Cosi rimane difficile commentare una cosa che non c’è: la Nazionale italiana di rugby dei primi due turni di questo Sei Nazioni è stata di fatto assente dalla scena.

L’Italia di O’Shea davanti ad una Inghilterra tutt’altro che fatta di titolari insiste giusto un attimo, in dieci minuti va sotto subito, pesantemente e facilmente; la partita, mai davvero iniziata, finisce al minuto 50. Con l’Irlanda neanche quello, partita inesistente fin dalle prime battute, 21 minuti ed è finita, 36 e gli avversari sono in bonus, poi giochicchiano con le riserve.

La nostra Nazionale non ha profilo competitivo, un conto è sapere che loro sono più forti e comunque combattere, un conto è essere palesemente incapaci di affrontarli. Inoltre, un conto è non avere 80 minuti di fiato, il famoso “fitness”, e l’altro è non avere un livello tecnico nemmeno sufficiente a giocarsela per 15 minuti.

Del resto, qui emerge il marito fedifrago: dovessero infatti i capi delle strutture federali raccontare tutto questo dovrebbero ammettere che i prodotti delle Accademie sono un piccolo disastro, dovrebbero ammettere che mettiamo in Azzurro giovani che vestono quella maglia per imparare a giocare a rugby e non per portare le loro capacità di alto livello già conclamate.

Si va in Nazionale per imparare a giocare. Mah.

O’Shea ci ha detto, seguendo il clima federale, che finalmente “abbiamo profondità”, una delle frasi meno tecniche e più politiche si siano sentite negli ultimi tempi, adesso verrebbe da chiedere dov’è questa profondità con una Nazionale di 27 anni e mezzo di età media che fa il Sei Nazioni naufragando nel primo quarto del match ed aspettando le arrivi davanti un malato più grave di lei per giustificare la sua presenza nel Torneo (quest’anno è la Francia? contiamo ancora sulla Scozia pasticciona?).

Insomma è la solita solfa che si perde fra esclamazioni come “un grande Minozzi” oppure “Mbandà è il futuro“, ogni anno ci sono un paio di nomi così da buttare nell’Arena vuota di spettacolo.

Già perchè poi manca pure lo spettacolo, il match di giornata del Torneo dove c’è l’Italia non solo non fa vedere “competizione” ma non è neanche “spettacolo”. Questo a quelli del Board del Sei Nazioni, che vivono di sponsor ed indici di ascolto, non è indifferente.
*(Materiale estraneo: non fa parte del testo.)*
Issue #2008, opened 2017-11-24
[css2] Naming of revision of CSS 2.1


gsnedders:
As far as I can tell, looking through WG minutes, we never decided what to call the revision of CSS 2.1 incorporating errata. I think we have two options:

 * CSS 2.1 2nd Edition
 * CSS 2.2

I'm in favour of CSS 2.1 2nd Edition because with the exception of scientific notation for numbers, we haven't added/removed any features, it's a simple update to incorporate errata, and as such in my view it doesn't constitute a new subversion of CSS 2.

SelenIT:
Doesn't three formatting context instead of two (Table formatting context added) count as a feature?

frivoal:
Which one are you talking about: CSS2.1 + with all the work in progress errata, or the one with the limited subset or errata that are ready for REC republication?

I think the later does not need a new name at all. It's just CSS2.1, and if you want to be very specific, you can still say CSS2.1, 07 June 2011 Recommendation, or CSS2.1 29 February 2019.

For the former, it probably should have a name, but not a new version number, since it isn't meant to be a new document that ever gets published as a replacement for the 2.1 REC, just a staging area for changes. So I'd call it something along these lines: "CSS2.1, errata staging draft"

SelenIT:
I'd prefer following the pattern consistent with the HTML spec development:

- CSS2.1 2nd Edition (like [HTML5.1 2nd Edition](https://www.w3.org/TR/html51/)) as a republished REC, with the limited subset of errata incorporated;
- its own Editor's draft (like https://rawgit.com/w3c/html/html5.1-2/single-page.html) as its errata staging draft, without the separate published verion;
- CSS2.2 (like [HTML5.2](https://www.w3.org/TR/html52/)), with all CSS2.1 errata incorporated and all sections that have been updated with newer CSS modules replaced with links to those modules, as a future CSS2.x release that will eventually replace the CSS2.1 as the "[Latest CSS level 2](http://www.w3.org/TR/CSS2/)";
- [Editors draft of "the latest CSS level 2"](https://drafts.csswg.org/css2/) pointing to the latest state of CSS2.x development (like https://w3c.github.io/html/).

[...]

PR #2581, opened 2018-04-16
[CSS2] change status to ED, bump version to 2.2

gsnedders:
See https://github.com/w3c/csswg-drafts/issues/2008#issuecomment-381088973 for the last two commits, we should decide what we want to do.

e.g., do we want the spec to say:

>  If the containing block's width depends on this element, then the resulting layout is undefined in CSS 2.2.

or: 

> 
>  If the containing block's width depends on this element, then the resulting layout is undefined in CSS 2.

If we want the former, we need to drop the last commit on this PR; if we want the latter, we should squash the last two commits together and reword the commit message.

Aside from that, I wouldn't worry too much about the changes in cover.src; we can always reword them later, it's more important to have something that claims it's a 2.2 ED to start modifying generally.


frivoal:
Given that specref / bikeshed make `[[CSS2]]` link to 2.1 (and presumably will update that to link to 2.2 when 2.2 gets to REC), I think it would be better to have 2.2 nth edition generally refer to CSS2, except when specifically discussing the differences between 2.0, 2.1, and 2.2

However, to do that, this last commit seems insufficient, since the about.html section keeps using CSS2 to refer to CSS2.0, in order to explain how it supersedes it.

I suggest adding a sentence like:

> The original &lt;a href="... dated URL...">1998 Recommendation of CSS2&lt;/a> is hereafter referred to as CSS2.0 in order to distinguish it from CSS2.1 and CSS2.2, even though its original name did not carry this ".0" qualifier.

then disambiguate the relevant CSS2 references accordingly.

gsnedders:
> However, to do that, this last commit seems insufficient, since the about.html section keeps using CSS2 to refer to CSS2.0, in order to explain how it supersedes it.

I don't think we have any precedent for calling it "2.0" (which given the full title of later revisions would imply it's "CSS level 2 revision 0").

frivoal:
Sure, but we need to call the old REC something other than just CSS2 if we want CSS2 to refer the latest of CSS2 revision x, n<sup>th</sup> edition, for any x and any n.

I think CSS2.0 works for this purpose. It is not what the thing was initially called, but is unambiguous, and anybody who knows of the 1998 REC should easily guess that it is what we're talking about.

Although that term has no precedent in writing (that I know of), I think the phrase is used occasionally in speech.

gsnedders:
> re: CSS 2.0 - don't make up a new old version number never before used. If need be, use "CSS2 1998" in prose to disambiguate because that's when that REC was.

Still need to go through the spec and change all instances of "CSS2" (no whitespace) to "CSS2 1998" or whatever.

> This is the right edit to also update Editors (just the two of us IIRC) and add Previous Editors (move all prior editors here, plus add Elika per f2f resolution).

Your suggestion before was to leave me out for now, FWIW, and I've done that for now.

gsnedders:
@tantek this now uses "CSS2 (1998)" throughout wherever it means to refer to it

css2/cover.src
```diff
@@ -78,39 +94,32 @@
...
-CSS&nbsp;2.1, and then they should only reference CSS2 for those
-features, or preferably reference such feature(s) in the respective
-CSS3 Module that includes those feature(s)).
+<p>CSS&nbsp;2.2 is derived from and is intended to replace the
+CSS&nbsp;2.1 and CSS2&nbsp;(1998)
+specifications. See <a href="changes.html">appendix C of this
+document</a> for changes from CSS&nbsp;2.1,
+and <a href="/TR/2011/REC-CSS21-2011-06-07/changes.html">appendix C of
+CSS&nbsp;2.1 for changes from CSS2&nbsp;(1998)</a> (noting that certain CSS2&nbsp;(1998) features
+were removed from CSS&nbsp;2 in CSS&nbsp2.1). All future
```
Ms2ger: Missing semicolon in the latter nbsp.

gsnedders: There's lots of entities that are missing semicolons. :( Because, y'know, it's valid SGML and software should cope. Or something.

Ultimo appunto sul Sei Nazioni 2018 è un appello umanitario. Dovremmo chiedere, sarebbe una idea realizzare una sottoscrizione popolare sui Social Media, che la Direzione Generale di Discovery faccia uno strappo al budget e metta una TV negli studi di DMAX – Rugby Social Club: date una TV anche a Daniele Piervincenzi e Paul Griffen. Non è giusto quei due debbano stare in studio ad aspettare l’intervallo fra i due tempi e poi la fine senza poter vedere la partita dell’Italia. Prima di tutto perchè sono due che di rugby ci capiscono molto più di altri, se gli fate vedere la partita poi quei due non sono costretti ad inventarsi il commento che spesso è così fuori dalla realtà da essere davvero struggente. E’ una cattiveria che deve finire. Dmax non se ne può più, dategli una TV! 
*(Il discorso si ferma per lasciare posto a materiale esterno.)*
PR #2603, opened 2018-04-22
Mention "CSS namespace" rather than "CSS interface"

heycam:


dbaron:
Could you add an `<a id="the-css-interface">` around the contents of the h3 so that the old id works too?

PR #2620, opened 2018-04-27
[css-grid-2] Updating initial example to match per-axis model

rachelandrew:
The initial example was based on the two-axis model, updated it to be per-axis.


fantasai:
I think this particular case doesn't matter, actually: each li is only one row tall, so subgridding both or just subgridding the columns will give the same result.

PR #2621, opened 2018-04-27
[css-contain] Typo: use plural

Loirooriol:
There are 2 effects listed below


frivoal:
I need to get less lousy as spelling and grammar.

PR #2636, opened 2018-05-02
Fix typo: "header element" to "heading element"

kbav:
Change "header element" to "heading element". "Heading" is intended here, since it is referring to HTML heading elements above, and "heading" is also used in a prior description (line 1271).


fantasai:
Thanks! Merged in. :)

PR #2666, opened 2018-05-09
[css-animations] Change an AnimationEvent member from float to double

stephenmcgruer:
As per the web-idl spec, float should only be used if there is a specific
reason, as double much more closely matches the ECMAScript Number
type. In the case of AnimationEvent's 'elapsedTime' member there does
not appear to be such a reason.

Furthermore, switching to double allows the elapsedTime to reach higher
values without overflowing. A rough calculation (with some assumptions
and possible errors) suggests that this change will raise the celing
from ~4.5 hours to years.


stephenmcgruer:
@birtles for review

birtles:
Looks good to me. I checked that this change doesn't break any changes in Firefox's test suite and it seems fine.

birtles:
@stephenmcgruer Do you mind submitting a similar PR for transitions?

PR #2670, opened 2018-05-11
[css-contain] Fix typo

mrego:


css-contain-1/Overview.bs
```diff
@@ -168,7 +168,7 @@ Types of Containment</h2>
 	restricting the effects that its descendants can have on the rest of the page in various ways.
 	<a>Containment</a> enables much more powerful optimizations by user agents,
 	and helps authors compose their page out of functional units,
-	as it limits how widely an effect a given change can have on a document.
+	as it limits how widely effect a given change can have on a document.
```
frivoal: I agree with you that the original sentence has a problem, but I think your fix is wrong too :) It should be:
> "[...] how wide an effect a given change can have on a document."
or
> "[...] how widely a given change can affect a document."

Pick your favorite.

mrego: I guessed it was not right yet.

I picked the second one, it seems clearer to me.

E visto che anche questa volta, nonostante tutto il buio che gira intorno al nostro rugby, un modo per farci una risata lo abbiamo trovato, ricordandoci così che in fondo il rugby è uno sport, un divertimento, una passione, adesso aspettiamo il 23 febbraio perchè il Sei Nazioni riparte allora e per noi c’è Francia Vs Italia.
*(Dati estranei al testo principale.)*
PR #2707, opened 2018-05-27
Convert CSS2 vector image source files to SVGs

### LINKED ISSUE #2583: Convert image source files to SVGs
CSS2 has images in loads of different formats: *.eps, *.fig, *.gif, *.idraw, *.png, *.ps, and *.svg. (There's also *.jpe?g, but that's unused and removed in #2569.) The build system converts all of these into PNGs.

The *.eps, *.fig, *.idraw, and *.ps files should be converted into SVGs, rather than using proprietary or rare formats. The *.gifs should be converted into *.pngs and we should just drop the *.gifs entirely (having the gifs there and having the build system convert them is just… pointless).

Once we have all the images in SVGs, we can then ask a further question as to whether we should use the SVGs in the CSS2 spec.

And, uh, hey, I did this (also) on my flight to CA: https://github.com/w3c/csswg-drafts/compare/master...gsnedders:css2-svg

Note this isn't yet landable: a lot of the *.pngs have a fair change from the current spec.

gsnedders:
Fix #2583: convert CSS2 vector image source files to SVGs

This gets rid of the various other formats we have, standardising entirely on SVG rather than using the current Xfig and Autodesk Graphic (formerly iDraw) files. Note these are programmatic conversions and the SVG files aren't particularly readable; these should be cleaned up as when we need to modify them.

Notable changes, presumably either from the source file not matching the committed PNG or the conversion process not working:

 * The current PNGs all seem fairly whitewashed on every device I have here, seemingly because of the gamma value set in them.
 * clip.png's fill colour of the shaded blocks has changed

Things definitely needing fixed before merging:

 - [x] boxdimeg.png is broken by the font size getting smaller
 - [x] first-letter.png looks pretty broken (font changes)
 - [x] first-letter2.png likewise
 - [x] float2p.png is broken by the font size getting smaller
 - [x] floatclear.png is broken by the font size getting smaller
 - [x] initial-cap.png is broken by the font size getting smaller
 - [x] tbl-border-conflict.png has dramatically changed viewport size
 - [x] tbl-empty.png is dramatically different (this is almost certainly just the committed PNG and idraw being very different)
 - [x] this branch also regenerates images generated from .gifs; we should drop those from the SVG conversion commit (and probably get rid of the GIF source, given GIF to PNG conversion helps nobody)
 - [x] remove use of Myriad Pro
 - [x] remove use of Verdana
 - [x] make zopfli optional

That said, please take a look and see if you can find anything else broken.


css2/Makefile
```diff
@@ -268,12 +264,11 @@ LN= ln
...
-%.png: %.ps; convert -density 96x96 $< $@
-%.png: %.idraw; convert -density 96x96 $< $@
-%.png: %.svg; convert -density 96x96 $< $@
-%.png: %.gif; convert -density 96x96 $< $@
-%.eps: %.fig; fig2dev -L eps -F -c $< $@
+%.big.png: %.svg; convert -density 96x96 $< $@
+%.big.png: %.gif; convert -density 96x96 $< $@
+
+%.png: %.big.png
+	zopflipng -y -m $< $@
```
gsnedders: This should probably be made optional, though it's probably a good idea by default (to minimise the object size of the blobs committed to the repo, given they'll become part of the history forever).

gsnedders: This isn't outdated.

css2/images/anon-block.svg
```diff
@@ -0,0 +1,79 @@
...
+       transform="scale(0.1)"
+       id="g1212"><path
+         id="path1214"
+         style="fill:#bfbfbf;fill-opacity:1;fill-rule:evenodd;stroke:none"
+         d="m 24,379.301 h 2832 v 1097.4 H 24 Z" /><path
+         id="path1216"
+         style="fill:#404040;fill-opacity:1;fill-rule:evenodd;stroke:none"
+         d="m 62.0078,432 h 2745.98 V 896 H 62.0078 Z" /><path
+         id="path1218"
+         style="fill:#808080;fill-opacity:1;fill-rule:evenodd;stroke:none"
```
dirkschulze: Is this Inkscape? A looooot of nonsense :P

gsnedders: Yarp. Sadly the only way to convert these from their source files without the image coming out entirely corrupt, from my trials of things that did less craziness.

gsnedders:
cc/ @fantasai if you want to review this

gsnedders:
`for (let el of document.querySelectorAll("[data-file-type='.png'] button.rendered")) el.click()` in case it helps anyone review by just looking at the changes to the PNGs

fantasai:
@gsnedders I trust you. If you've looked at the output and there aren't pieces of images missing, I'm sure it's fine. :)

P.S. La foto che correda questo pezzo è di una partita di rugby vera, Inghilterra Vs Galles 12 – 6, quello è Sei Nazioni.

5 Comments to: L’ITALRUGBY CHE NON C’E’ : LA “PROFONDITA'” SENZA COMPETITIVITA’

  1. vusbas

    febbraio 12th, 2018

    a questo punto ci conviene prendere 60 punti nelle restanti partite, così forse gli ultimi irriducibili del sistema saranno presi a calci .
    non è utopico, sia per il punteggio che l’esito conseguenziale sperato.
    Malagò ha fatto capire che se non vengono risultati i cordoni della borsa , cioè CONI cioè stato italiano( in piccolo volutamente)potrebbero stringersi visto il prodotto finale.
    a mali estremi estremi rimedi: quindi speriamo che ci cappottino le ultime tre gare , cosa molto probabile di per sè,
    forse solo così si può avere una minima speranza di cambiamento. minima eh nulla più
    ottimo Stefano come al solito

  2. SERF

    febbraio 13th, 2018

    Come diceva quel tale , a pensar male non si sbaglia mai .
    Dopo la partita di sabato , ho avuto l’impressione che sciòscea &co non lavorino per il “bene” dell’Italia .
    Non far giocare Canna , è come quello che si spara nelle parti basse per fare dispetto alla moglie .
    Con queste formazioni e questo piano di gioco , come minimo ne prendiamo 50 dalla Scozia , ed un centinaio dalla Francia .

  3. vusbas

    febbraio 13th, 2018

    personalmente dopo Tonga 2016 ho maturato due certezze
    o Cos & C. remano contro oppure non sono all’altezza della nostra situazione o meglio hanno un bagaglio di media competenza appena sufficiente per squadre di media classifica di un campionato anglo-francese. quindi anni luce dalle nostre necessità.
    personalmente propendo per la seconda ipotesi ,non certo per buonismo che non mi appartiene anche se non escludo assolutamente la prima
    c’è quindi da domandarsi : perchè hanno fatto questa scelta?
    perchè è comoda alla dirigenza,punto. uno così non “rompe le scatole” più di tanto su scelte e decisioni politiche federali.
    I Big invece , giustamente, pretendono carta bianca vera , non chiacchere. troppo scomodi.
    il resto è naturale conseguenza.
    A questo proposito vi riporto quanto scritto nel blog parallelo ( on rugby – vedi “Italia, nulla di nuovo sul fronte irlandese”) da un partecipante
    che nel suo delirio ,inconsapevolmente, ha descritto la situazione rugbistica dando nel contempo la chiave interpretativa dell’italica situazione complessiva. a fronte di chi criticava con realismo e motivazioni il disastro italiano ha esordito nella sua replica affermando:
    ” Meglio essere ottimisti ed aver torto, che essere pessimisti ed aver ragione.”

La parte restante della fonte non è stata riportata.